2.8 – Business Environment and Ethics 42 | P a g e
3. No cascading effect: VAT avoids multiple taxation. 4. A few rates of tax: In VAT there is mainly four tax rates (0%, 1%, 4%, 12.5%). 5. Self-Assessment: It replaces existing system of inspection by built in assessment by the dealers and internal auditing. 6. Less incentive to tax evasion (wider coverage): In VAT, a less amount of tax is paid by everyone in a value chain and collects it from its customer. 7. Revenue security: VAT represents an important instrument against tax evasion. 8. Selectivity: VAT may be selectively applied to specific goods or business entities.

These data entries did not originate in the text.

PR #827, opened 2024-10-29
CRM457-2198: Pricing

patrick-laa:
## Description of change
* Rather than do our own calculations that duplicate what the provider does, let them be done by the gem
* Rather than trust provider-submitted blob to find out the relevant rates, use the gem

[Link to relevant ticket](https://dsdmoj.atlassian.net/browse/CRM457-2198)

### DIFF
--- a/spec/mailers/nsm/feedback_messages/further_information_request_feeback_spec.rb
+++ b/spec/mailers/nsm/feedback_messages/further_information_request_feeback_spec.rb
@@ -12,7 +12,7 @@ RSpec.describe Nsm::FeedbackMessages::FurtherInformationRequestFeedback do
   let(:ufn) { '123456/001' }
   let(:main_defendant_name) { 'Tracy Linklater' }
   let(:defendant_reference) { 'MAAT ID number: AB12123' }
-  let(:claim_total) { '£325.97' }
+  let(:claim_total) { '£359.76' }
   let(:date_to_respond_by) { 7.days.from_now.to_fs(:stamp) }
   let(:caseworker_information_requested) { 'Test Request' }
   let(:date) { DateTime.now.to_fs(:stamp) }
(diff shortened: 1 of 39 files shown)


spec/mailers/nsm/feedback_messages/further_information_request_feeback_spec.rb
```diff
@@ -12,7 +12,7 @@
   let(:ufn) { '123456/001' }
   let(:main_defendant_name) { 'Tracy Linklater' }
   let(:defendant_reference) { 'MAAT ID number: AB12123' }
-  let(:claim_total) { '£325.97' }
```
ivanELEC, line 15: Why did this value change?

ivanELEC (commented):
In general the implementation is clear enough but confused about the tests with the values changing and also -1 being added as a placeholder (I think we discussed this part in a meeting but I forgot the reasoning, is it just not needed in the test but needed for the gem's input?)

spec/mailers/nsm/feedback_messages/further_information_request_feeback_spec.rb
patrick-laa: In most of our tests our "pricing" values in the blob were unrealistic numbers, and we were using them to calculate the totals. Now we're not using values in the blob but rather actual pricing data from the gem, so the totals change.

patrick-laa:
>  is it just not needed in the test but needed for the gem's input?

@ivanELEC  So our tests need to use data that matches the schema, but now there are a bunch of "deprecated" fields in the schema - i.e. places where we have been putting things like pricing, even though now we don't want to be reading those values from the blob (and when we introduce a v2 schema we'll remove them entirely). By having technically-valid-but-absolutely-loopy values like `-1` in those fields in our test data, it allowed me to verify that we weren't naughtily continuing to use those values in the code - if we were, the tests would have blown up with negative figures.

elken (approved):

VAT in India The Indirect Taxes Inquiry Committee set up by Govt. of India in 1976 recommended the adoption of MANVAT (VAT at the manufacturing level) in India. As a result the MODVAT (Modified Value Added Tax) scheme was introduced with effect from May 1, 1986. Initially it covered selected items in only 37 Chapters which was gradually extended to 77 chapters. MODVAT was renamed as CENVAT (Central Value Added Tax) with effect from April 1, 2000. All inputs used directly or indirectly are eligible for CENVAT. In addition to CENVAT, a central sales tax is also imposed on interstate sales of goods. This tax is generally at 4%. Besides there is a provision of 10% service tax on various services.